HWY_DIAGNOSTICS(push)
HWY_DIAGNOSTICS_OFF(disable : 4701, ignored "-Wuninitialized")
#include <arm_neon.h>
HWY_DIAGNOSTICS(pop)
Can you please post a patch against latest git for your idea? The risk of a missunderstanding is too high if you ask me that way :D
Sure, sent :)
this does not look good :-S
try:
- https://github.com/google/highway/pull/966#issuecomment-1237150317
push force it and ping me any time for results
@stefson can you try 55010e4b126d222acd6906ebdb32f723f94ccafb ?

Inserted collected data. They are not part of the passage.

PR #342, opened 2018-12-12
Documentation for Cluster feature

felix-engelmann:
As the cluster is now upstream, some documentation on how to use it might be helpful


doc/source/api.rst
```diff
@@ -62,3 +62,12 @@ Storage Pool
 
 .. autoclass:: pylxd.models.StoragePool
    :members:
+
+Cluster
+------------
```
ajkavanagh: Sadly, RST is a bit picky, especially in my setup; the heading underline needs to be the same length as the title above it, please.

doc/source/clustering.rst
```diff
@@ -0,0 +1,85 @@
+Clustering
+=============
```
ajkavanagh: As above.

pylxd/models/cluster.py
```diff
@@ -63,7 +63,7 @@ def get(cls, client, server_name):
 
     @classmethod
     def all(cls, client, *args):
-        """Get all certificates."""
+        """Get all cluster members."""
```
ajkavanagh: Oh, I missed this in my review on the code; good catch!

ajkavanagh:
Thanks very much for the PR - good addition to the docs, and thanks for also 'code gardening' and filling out the docstring for the container's method.

PR #343, opened 2018-12-13
Added compatibility with operations project values

felix-engelmann:
the LXD Rest api returns an operation id with the query string
`?project=default` to notify in which project the operation belongs. This
was not sufficiently cut away by `.split('/')[-1]`
but also needed a subsequent `.split('?')[0]`
    
- The Mock_lxd has been adapted to test for this feature  
- In the container.execute the operation_id is needed directly, where it
    is fixed too
    

ajkavanagh:
yes, it's almost always better to pull master, and then create a new branch for the new feature/change/bug.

it seems the compile is fixed by this commit: https://github.com/google/highway/commit/864d97bc74de6681d3e5e382582ddaa2a0837426
patching https://github.com/google/highway/commit/55010e4b126d222acd6906ebdb32f723f94ccafb on top of current git fails:
/usr/lib/gcc/armv7a-unknown-linux-gnueabihf/10.4.0/include/arm_neon.h:11002:1: error: inlining failed in call to ‘always_inline’ ‘void vst1q_u64(uint64_t*, uint64x2_t)’: target specific option mismatch
/usr/lib/gcc/armv7a-unknown-linux-gnueabihf/10.4.0/include/arm_neon.h:10974:1: error: inlining failed in call to ‘always_inline’ ‘void vst1q_f32(float32_t*, float32x4_t)’: target specific option mismatch
/usr/lib/gcc/armv7a-unknown-linux-gnueabihf/10.4.0/include/arm_neon.h:10944:1: error: inlining failed in call to ‘always_inline’ ‘void vst1q_s16(int16_t*, int16x8_t)’: target specific option mismatch
/usr/lib/gcc/armv7a-unknown-linux-gnueabihf/10.4.0/include/arm_neon.h:10974:1: error: inlining failed in call to ‘always_inline’ ‘void vst1q_f32(float32_t*, float32x4_t)’: target specific option mismatch
/usr/lib/gcc/armv7a-unknown-linux-gnueabihf/10.4.0/include/arm_neon.h:11002:1: error: inlining failed in call to ‘always_inline’ ‘void vst1q_u64(uint64_t*, uint64x2_t)’: target specific option mismatch
/usr/lib/gcc/armv7a-unknown-linux-gnueabihf/10.4.0/include/arm_neon.h:10944:1: error: inlining failed in call to ‘always_inline’ ‘void vst1q_s16(int16_t*, int16x8_t)’: target specific option mismatch
/usr/lib/gcc/armv7a-unknown-linux-gnueabihf/10.4.0/include/arm_neon.h:10951:1: error: inlining failed in call to ‘always_inline’ ‘void vst1q_s32(int32_t*, int32x4_t)’: target specific option mismatch
/usr/lib/gcc/armv7a-unknown-linux-gnueabihf/10.4.0/include/arm_neon.h:10951:1: error: inlining failed in call to ‘always_inline’ ‘void vst1q_s32(int32_t*, int32x4_t)’: target specific option mismatch
/usr/lib/gcc/armv7a-unknown-linux-gnueabihf/10.4.0/include/arm_neon.h:10958:1: error: inlining failed in call to ‘always_inline’ ‘void vst1q_s64(int64_t*, int64x2_t)’: target specific option mismatch
/usr/lib/gcc/armv7a-unknown-linux-gnueabihf/10.4.0/include/arm_neon.h:10958:1: error: inlining failed in call to ‘always_inline’ ‘void vst1q_s64(int64_t*, int64x2_t)’: target specific option mismatch
/usr/lib/gcc/armv7a-unknown-linux-gnueabihf/10.4.0/include/arm_neon.h:11002:1: error: inlining failed in call to ‘always_inline’ ‘void vst1q_u64(uint64_t*, uint64x2_t)’: target specific option mismatch
full build log: build.log.gz
for aarch64, current git does fail with many errors ( full log: aarch64-current-git-build.log.gz ) , which is fixed with the proposed patch from https://github.com/google/highway/commit/55010e4b126d222acd6906ebdb32f723f94ccafb
Thank you, then we'll commit that patch shortly :)
yeah, lets watch the fireworks
armv7-gcc still broken with commit https://github.com/google/highway/commit/99340469dd310055f8f269ebe1621c9aaaa79322 , here is the build log: build.log.gz
Thanks for sharing the result. I was unable to reproduce it with GCC 10.3 (godbolt lacks 10.4) and -O2 -march=armv7-a -mfpu=vfpv3-d16, and your -O2 -mfloat-abi=hard -mfpu=vfpv3-d16 -marm -mlibarch=armv7-a+fp -march=armv7-a+fp.
https://gcc.godbolt.org/z/KrYz818xY
can you please name me the gcc versions (gcc-10.3.0 and later) which godbolt offers you? (Edit: I meant versions :D )
You can see them in the dropdown menu in the link above, where it currently says "ARM GCC 10.3.1" :) The next higher one is 11.1.
ah, got it! :D
I can offer you a log of failed compile with gcc-11.3.0, which seems identically to me: gcc-11.3.0-armv7a.log.gz
:) The question is not whether we can get it to fail with other compilers. Instead the problem appears to be the configuration of the compiler, because it works (see godbolt link) with 11.3 and the flags specified there. Have you compiled gcc from source, or is it from a binary release?